TF 2.x 默认使用 Eager Execution(即时执行),移除了 tf.Session,将 Keras 作为官方高级 API,并通过 @tf.function 提供图编译能力。API 更加简洁和 Pythonic。
什么时候用 Sequential vs Functional vs Subclassing?
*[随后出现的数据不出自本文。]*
PR #1045, opened 2019-12-12
Fix bug which caused daemonset status to not be updated with results

### LINKED ISSUE #1001: Duplicated plugin name in json status
`sonobuoy status --json | jq`

Should have a list of the plugins and their aggregate data. However, you can see in the output below that it duplicated the plugin and only put the data really into one of them.

```
{
  "plugins": [
    {
      "plugin": "daemonset-worker",
      "node": "ip-172-31-30-196.us-west-2.compute.internal",
      "status": "complete",
      "result-status": "failed",
      "result-counts": {
        "failed": 12,
        "passed": 32,
        "skipped": 4
      }
    },
    {
      "plugin": "daemonset-worker",
      "node": "ip-172-31-47-230.us-west-2.compute.internal",
      "status": "complete",
      "result-status": "",
      "result-counts": null
    }
  ],
```

It also didnt list the `daemonset-master` info (which didnt really run since none of the nodes were schedulable but I would think should be in that list).

FWIW the plugin `daemonset-worker` was targeting nodes without the master label on them; `daemonset-master` the opposite.

Sonobuoy v0.16.4

johnSchnake:
The bug would cause only one of the plugin/node values in the
`sonobuoy status --json` output to be updated and it would include
all the results for all nodes.

Instead, we want each plugin/node value in that list to report its
own values for passed/failed.

Fixes #1001

**Release note**:
```
Fixed bug which caused daemonset plugins' status to not be updated with results properly.
```

### DIFF
--- a/pkg/discovery/discovery.go
+++ b/pkg/discovery/discovery.go
@@ -222,9 +222,7 @@ func Run(restConf *rest.Config, cfg *config.Config) (errCount int) {
 		}
 
 		// Update the plugin status with this post-processed information.
-		statusInfo := map[string]int{}
-		statusCounts(&item, statusInfo)
-		updatePluginStatus(kubeClient, cfg.Namespace, p.GetName(), item.Status, statusInfo)
+		updatePluginStatus(kubeClient, cfg.Namespace, p.GetName(), item)
 	}
 
 	// Saving plugin definitions in their respective folders for easy reference.
@@ -357,20 +355,38 @@ func updateStatus(client kubernetes.Interface, namespace string, status string, 
 	return setPodStatusAnnotation(client, namespace, podStatus)
 }
 
-func updatePluginStatus(client kubernetes.Interface, namespace string, pluginType string, pluginResultStatus string, pluginResultCounts map[string]int) error {
+func updatePluginStatus(client kubernetes.Interface, namespace string, pluginName string, item results.Item) error {
 	podStatus, err := pluginaggregation.GetStatus(client, namespace)
 	if err != nil {
 		return errors.Wrap(err, "failed to get the existing status")
 	}
 
-	for i := range podStatus.Plugins {
-		if podStatus.Plugins[i].Plugin == pluginType {
-			podStatus.Plugins[i].ResultStatus = pluginResultStatus
-			podStatus.Plugins[i].ResultStatusCounts = pluginResultCounts
-			break
-		}
-	}
+	integrateResultsIntoStatus(podStatus, pluginName, &item)
+
 	return setPodStatusAnnotation(client, namespace, podStatus)
+}
+
+func integrateResultsIntoStatus(podStatus *pluginaggregation.Status, pluginName string, item *results.Item) {
+	for i := range podStatus.Plugins {
+		if podStatus.Plugins[i].Plugin != pluginName {
+			continue
+		}
+		var itemForNode *results.Item
+		if podStatus.Plugins[i].Node == plugin.GlobalResult {
+			itemForNode = item
+		} else {
+			itemForNode = item.GetSubTreeByName(podStatus.Plugins[i].Node)
+		}
+
+		if itemForNode == nil {
+			return
+		}
+
+		statusInfo := map[string]int{}
+		statusCounts(itemForNode, statusInfo)
+		podStatus.Plugins[i].ResultStatus = itemForNode.Status
+		podStatus.Plugins[i].ResultStatusCounts = statusInfo
+	}
 }
 
 // setPodStatusAnnotation sets the status on the pod via an annotation. It will overwrite the
--- a/cmd/sonobuoy/app/results.go
+++ b/cmd/sonobuoy/app/results.go
@@ -167,7 +167,7 @@ func printSinglePlugin(input resultsInput, r *results.Reader) error {
 		return err
 	}
 
-	obj = getItemInTree(obj, input.node)
+	obj = obj.GetSubTreeByName(input.node)
 	if obj == nil {
 		return fmt.Errorf("node named %q not found", input.node)
 	}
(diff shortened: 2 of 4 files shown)


pkg/discovery/discovery.go
```diff
@@ -357,20 +355,38 @@ func updateStatus(client kubernetes.Interface, namespace string, status string,
...
+
+	return setPodStatusAnnotation(client, namespace, podStatus)
+}
+
+func integrateResultsIntoStatus(podStatus *pluginaggregation.Status, pluginName string, item *results.Item) {
 	for i := range podStatus.Plugins {
-		if podStatus.Plugins[i].Plugin == pluginType {
-			podStatus.Plugins[i].ResultStatus = pluginResultStatus
-			podStatus.Plugins[i].ResultStatusCounts = pluginResultCounts
-			break
```
johnSchnake: This was the main idea that was broken before. This was looping over the plugins and updating one value (the first that matched by name) and breaking the loop.

Instead you need to try and update every plugin in the list that matches on name. It is just a slight misnomer since `podStatus.Plugins` is really meaning `podStatus.PluginNodePairs`

This meant I had to add the code (which existed elsewhere) to just snip the `item` at the right spot to get the results for just a particular node.

pkg/discovery/discovery.go
```diff
@@ -397,3 +413,24 @@ func setPodStatusAnnotation(client kubernetes.Interface, namespace string, statu
 	_, err = client.CoreV1().Pods(namespace).Patch(podName, types.MergePatchType, patchBytes)
 	return err
 }
+
+func getItemInTree(i *results.Item, root string) *results.Item {
```
johnSchnake: This was copied from elsewhere; I considered putting it into `results` and exporting it; maybe even as method on the `Item` type. Let me know if you'd prefer that.

pkg/discovery/discovery.go
```diff
@@ -357,20 +355,38 @@ func updateStatus(client kubernetes.Interface, namespace string, status string,
...
-			podStatus.Plugins[i].ResultStatusCounts = pluginResultCounts
-			break
+		if podStatus.Plugins[i].Plugin != pluginName {
+			continue
 		}
+		var itemForNode *results.Item
+		if podStatus.Plugins[i].Node == plugin.GlobalResult {
+			itemForNode = item
+		} else {
+			itemForNode = getItemInTree(item, podStatus.Plugins[i].Node)
```
johnSchnake: Here I just traverse and choose the item/branch that matches the node name. It works and I think is sufficient, but I also considered adding some sort of metadata field so that we know that not only does `name=NodeName` but it has some `type=hostname` or something like that. Maybe not really necessary though.

pkg/discovery/discovery.go
```diff
@@ -357,20 +355,38 @@ func updateStatus(client kubernetes.Interface, namespace string, status string,
...
 		return errors.Wrap(err, "failed to get the existing status")
 	}
 
+	integrateResultsIntoStatus(podStatus, pluginType, &item)
+
+	return setPodStatusAnnotation(client, namespace, podStatus)
+}
+
+func integrateResultsIntoStatus(podStatus *pluginaggregation.Status, pluginName string, item *results.Item) {
 	for i := range podStatus.Plugins {
```
zubron: Unrelated to this change, but the second value from `range` could be used here rather than needing to index into the slice with `i`.

pkg/discovery/discovery.go
zubron: I think it could help for readability, as I find myself getting lost in what some of these objects are and what they represent. I think just a comment would be enough though to inform readers of the code for next time that the `Name` field for a DS result item will be the node name.

pkg/discovery/discovery.go
zubron: :+1: I think having just one copy would be good.

pkg/discovery/discovery.go
johnSchnake: Only for the value lookups; the range loop makes a local copy and so sometimes you think a value is editable but it isn't necessary depending on if its a pointer/value/whatever. Most times if I'm editing the value I just err on the side of caution and use the index.

Testing this out, it is one of the cases where the value doesnt get edited when you try and set the status/counts a few lines below.

pkg/discovery/discovery.go
johnSchnake: Created a new issue; adding it to just nodes doesn't make as much sense as adding it to a few different things (overall summary, file summaries, etc) and so the change is a little more than I want to smush into this PR.

johnSchnake:
Waiting to go green; expect it to do so though.

As of now this is the output for the various status views:
```
$ sonobuoy status --json | jq
{
  "plugins": [
    {
      "plugin": "e2e",
      "node": "global",
      "status": "complete",
      "result-status": "passed",
      "result-counts": {
        "passed": 1,
        "skipped": 4896
      }
    },
    {
      "plugin": "systemd-logs",
      "node": "kind-control-plane",
      "status": "complete",
      "result-status": "passed",
      "result-counts": {
        "passed": 1
      }
    },
    {
      "plugin": "systemd-logs",
      "node": "kind-worker",
      "status": "complete",
      "result-status": "passed",
      "result-counts": {
        "passed": 1
      }
    }
  ],
  "status": "complete",
  "tar-info": {
    "name": "201912122232_sonobuoy_93015c64-5e06-446a-81b0-9262b3c78ff0.tar.gz",
    "created": "2019-12-12T22:32:40.2666856Z",
    "sha256": "d9cc3080c6e85da6f76e70028d52e7541d21c330c37594e8230b57cd7bd2d4bd",
    "size": 233587
  }
}
```

```
$ sonobuoy status
         PLUGIN     STATUS   RESULT   COUNT
            e2e   complete   passed       1
   systemd-logs   complete   passed       2

Sonobuoy has completed. Use `sonobuoy retrieve` to get results.
```
```
$ sonobuoy status --show-all
         PLUGIN                 NODE     STATUS   RESULT
            e2e               global   complete   passed
   systemd-logs   kind-control-plane   complete   passed
   systemd-logs          kind-worker   complete   passed
```

pkg/discovery/discovery.go
zubron: Ah, I didn't know though that. TIL!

Sequential 适合简单线性模型;Functional API 适合多输入/输出、共享层的复杂模型;Subclassing 适合需要自定义前向逻辑的研究场景(如 GAN、自定义 attention)。
如何解决 GPU 内存不足 (OOM) 问题?
1) 启用内存增长:tf.config.experimental.set_memory_growth(gpu, True);2) 减小 batch_size;3) 使用混合精度训练 tf.keras.mixed_precision;4) 使用梯度累积。
TensorFlow 适合生产部署吗?
是的,TensorFlow 拥有最完善的部署生态:TF Serving(服务端)、TF Lite(移动端/嵌入式)、TF.js(浏览器)。Google 内部大规模使用 TensorFlow 服务数十亿用户请求。
如何选择 TensorFlow 还是 PyTorch?
如果重视部署便捷性、移动端支持或浏览器运行,选 TensorFlow。如果侧重学术研究、快速原型开发或需要更灵活的调试体验,选 PyTorch。两者都能胜任大多数深度学习任务。